More recently, Ōpōtiki have made the most of post-Covid funding to maximise not only the Harbour Transformation project specifically, but also a range of other projects that align with it. They’ve built Te Tāhuhu o Te Rangi, a new library and community hub, in part to help upskill the community in preparation for entering the workforce. They’ve upgraded their local skatepark, which also helped ensure local concrete operators were running and able to deliver the concrete needed for the harbour build. They’re also redesigning the city centre so that it looks towards the harbour, and working with Whakatōhea to come up with art installations that will sit at the harbour entrance. “All our post-Covid funding is stitched together into a community plan,” Lyn says. “None of it was random. None of these were lolly scrambles. It was all very deliberate.”
It’s this sort of holistic thinking and planning that is key to ensuring the ongoing sustainability of both the Harbour Project and the district. “For the last six years, the focus has been around the collective table with iwi, businesses, social organisations, and ourselves,” Lyn says, “asking, how do we create jobs? How do we get the people trained to be in them? How do we hold them? What are the flow on effects of what we're creating? What else do we need to focus on? How do we look after the workforce? And all of those things have been planned, as we've thought through what needed to be done.”
Lyn notes that the relationships they’ve cultivated over the years have been a huge part of the project’s success. “From a relationship point of view, you often understand better.
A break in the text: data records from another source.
PR #969, opened 2015-03-26
[fix bug 1147541] Fix 500 error when using an invalid username.

akatsoulas:


remo/base/settings_urls.py
```diff
@@ -4,6 +4,6 @@
 urlpatterns = patterns(
     '',
     url(r'^$', 'remo.base.views.edit_settings', name='edit_settings'),
-    url(r'^availability/(?P<display_name>[A-Za-z0-9_]+)/$',
+    url(r'^availability/(?P<display_name>[\w._\-]+)/$',
```
johngian: ``\w`` includes ``_``.

remo/profiles/models.py
```diff
@@ -110,9 +110,9 @@ class UserProfile(caching.base.CachingMixin, models.Model):
         max_length=DISPLAY_NAME_MAX_LENGTH, blank=True, default='',
         unique=True,
         validators=[
-            RegexValidator(regex=r'("")|(^[A-Za-z0-9_]+$)',
-                           message='Please only A-Z characters, numbers and '
-                                   'underscores.')])
+            RegexValidator(regex=r'^[\w._\-]+$',
```
johngian: ``.`` allows any character you might need to escape it with ``\.``

johngian: ``.`` allows any character you might need to escape it with ``\.``

akatsoulas: This is not true if `.` is inside `[]`
https://docs.python.org/2/library/re.html

glogiotatidis:
update comment per irc chat r+wc

PR #970, opened 2015-03-26
Make fetch_bugs a periodic task.

akatsoulas:


remo/remozilla/tasks.py
```diff
@@ -41,8 +41,13 @@ def parse_bugzilla_time(time):
 
 
 @task
-@transaction.commit_on_success
 def fetch_bugs(components=COMPONENTS, days=None):
+    return
```
johngian: Please add a comment here explaining the transition steps from cron to periodic task.

johngian:
LGTM r+wc

remo/remozilla/tasks.py
johngian: Also please open a bug to track the transition.

PR #972, opened 2015-03-26
Expose API endpoint for Events KPI

johngian:


remo/events/api/views.py
```diff
@@ -1,12 +1,24 @@
+import math
+
```
akatsoulas: Remove this line

remo/events/api/views.py
```diff
@@ -1,12 +1,24 @@
...
+from collections import namedtuple
+from datetime import datetime, timedelta
+
+import django_filters
```
akatsoulas: move this above rest_framework.views

remo/events/api/views.py
```diff
@@ -18,3 +30,62 @@ def retrieve(self, request, pk):
         serializer = EventDetailedSerializer(event,
                                              context={'request': request})
         return Response(serializer.data)
+
+
+class EventsKPIFilter(django_filters.FilterSet):
```
akatsoulas: Is there any chance that we will need this for the public serializers?

remo/events/tests/test_api.py
```diff
@@ -67,3 +70,91 @@ def test_get_remo_url(self):
...
+        eq_(response.data['total'], 10)
+
+    @patch('remo.events.api.views.now')
+    def test_quarter(self, mock_now):
+        mock_now.return_value = datetime(2015, 3, 1)
+
+        # Previous quarter
+        start = datetime(2014, 12, 5)
+        end = datetime(2014, 12, 6)
+        EventFactory.create_batch(10, start=start, end=end)
```
akatsoulas: There's no need to create so many events. You can make your test case with only one event per quarter for example.

remo/events/api/views.py
```diff
@@ -18,3 +30,62 @@ def retrieve(self, request, pk):
...
+        current_q = int(math.ceil(now().month/3.0))
+        q_start = datetime(now().year, current_q, 1)
+        total_q = f.qs.filter(start__gte=q_start).count()
+        total_soq = f.qs.filter(start__lte=q_start).count()
+        try:
+            percentage_quarter = (total-total_soq)/float(total_soq)
+        except ZeroDivisionError:
+            percentage_quarter = 0
+
+            # Week calculations
```
comzeradd: This comment line seems over-indented

remo/events/api/views.py
```diff
@@ -18,3 +30,62 @@ def retrieve(self, request, pk):
...
+        f = EventsKPIFilter(request.GET, queryset=Event.objects.all())
+        weeks = int(request.QUERY_PARAMS.get('weeks', KPI_WEEKS))
+
+        # Total calculations
+        total = f.qs.count()
+
+        # Quarter calculations
+        current_q = int(math.ceil(now().month/3.0))
+        q_start = datetime(now().year, current_q, 1)
+        total_q = f.qs.filter(start__gte=q_start).count()
```
akatsoulas: Why don't you just apply a `range` of dates?

remo/events/api/views.py
johngian: This is a subset of the filters required in the public api view. I suggest we implement for the KPIs for now and extend it or revisit it when we tackle the public API filters.

remo/events/tests/test_api.py
```diff
@@ -67,3 +70,91 @@ def test_get_remo_url(self):
...
+
+        # This quarter
+        start = datetime(2015, 1, 5)
+        end = datetime(2015, 1, 6)
+        EventFactory.create_batch(20, start=start, end=end)
```
akatsoulas: Probably if you add a few events ahead of `this quarter`, they will be included in the response.

remo/events/api/views.py
akatsoulas: :+1:

remo/events/api/serializers.py
```diff
@@ -34,3 +34,13 @@ def get_remo_url(self, obj):
...
+
+
+class EventsKPISerializer(serializers.Serializer):
+    """Serializer for the Events KPI data"""
+    total = serializers.IntegerField()
+    total_quarter = serializers.IntegerField()
+    percentage_quarter = serializers.FloatField()
+    total_week = serializers.IntegerField()
+    percentage_week = serializers.FloatField()
+    total_per_week = serializers.DictField()
```
comzeradd: Can we amend the total_per_week to group results by label. Something like this:

```
"total_per_week": [
        {
            "week": "1",
            "events": 13
        },
        {
            "week": "2",
            "events": 10
        }
]
```

remo/events/api/views.py
johngian: I have applied ``range`` to other references that this comment applied. I also updated the initial queryset in ``f.qs`` filtering only current or past events. We can leave this without any change.

johngian:
@akatsoulas @comzeradd PR updated

akatsoulas:
Since this not going to master and we have the luxury to test it as we proceed with the kpis I would say this is good to go. My only comment is that  I would prefer different naming in some cases eg `f.qs`. FYI I haven't tested this. r+wc from me

comzeradd:
Tested locally along with d3js and it looks good.

r+ :rocket:

johngian:
Thank y'all :heart:

PR #973, opened 2015-03-27
[fix bug 1146431] Add a country field in reports model.

akatsoulas:


remo/reports/models.py
```diff
@@ -186,6 +189,14 @@ def save(self, *args, **kwargs):
         # Save the mentor of the user if no mentor is defined.
         if not self.mentor:
             self.mentor = self.user.userprofile.mentor
+        # Save the country if possible
+        if not self.country:
+            try:
+                country = self.location.split()[-1].replace(' ', '')
```
johngian: You might need to split on ``,``. Default is space.

johngian: Use ``str.strip()`` instead of ``replace(' ', '')`` Some country names include a space eg. ``United States``.

remo/reports/models.py
```diff
@@ -186,6 +189,16 @@ def save(self, *args, **kwargs):
         # Save the mentor of the user if no mentor is defined.
         if not self.mentor:
             self.mentor = self.user.userprofile.mentor
+        # Save the country if possible
+        saved_report = get_object_or_none(NGReport, id=self.id)
+        if (saved_report and saved_report.latitude != self.latitude and
```
johngian: This should be changed to:
``saved_report.latitude != self.latitude or saved_report.longitude != self.longitude``

Also you could create a flag latlng_changed instead of having a larce if case. Feel free to choose.

johngian:
r+wc

PR #975, opened 2015-03-27
Revert fetch bugs to cron

akatsoulas:


akatsoulas:
@johngian thoughts about this?

PR #979, opened 2015-03-30
Enable filtering on Public API

johngian:


akatsoulas:
Let's use the `User` model and not the `UserProfile`.

akatsoulas:
Is this PR tracked by a bug? If so please include the bug number in commits. If no, maybe you should consider opening one.

johngian:
Closing this one since the target branch has changed (``master`` instead of ``remo-api``)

So, you sit in the same room, you hear, you're with the people that you're working with, and helping to move something forward.”
Building these relationships, and getting people to see the bigger picture, may have been challenging at times. “When you're in Opotiki, your perspective is very much that you're at the ends of the earth,” Aileen says. “Nobody ever comes here.” But as the Harbour Transformation project, set to finish building in July, proves, they’ve more than pulled it off. “We have gained the backing of government, and we've certainly put the work in in order to gain that trust,” Lyn says. “But also, we deliver.”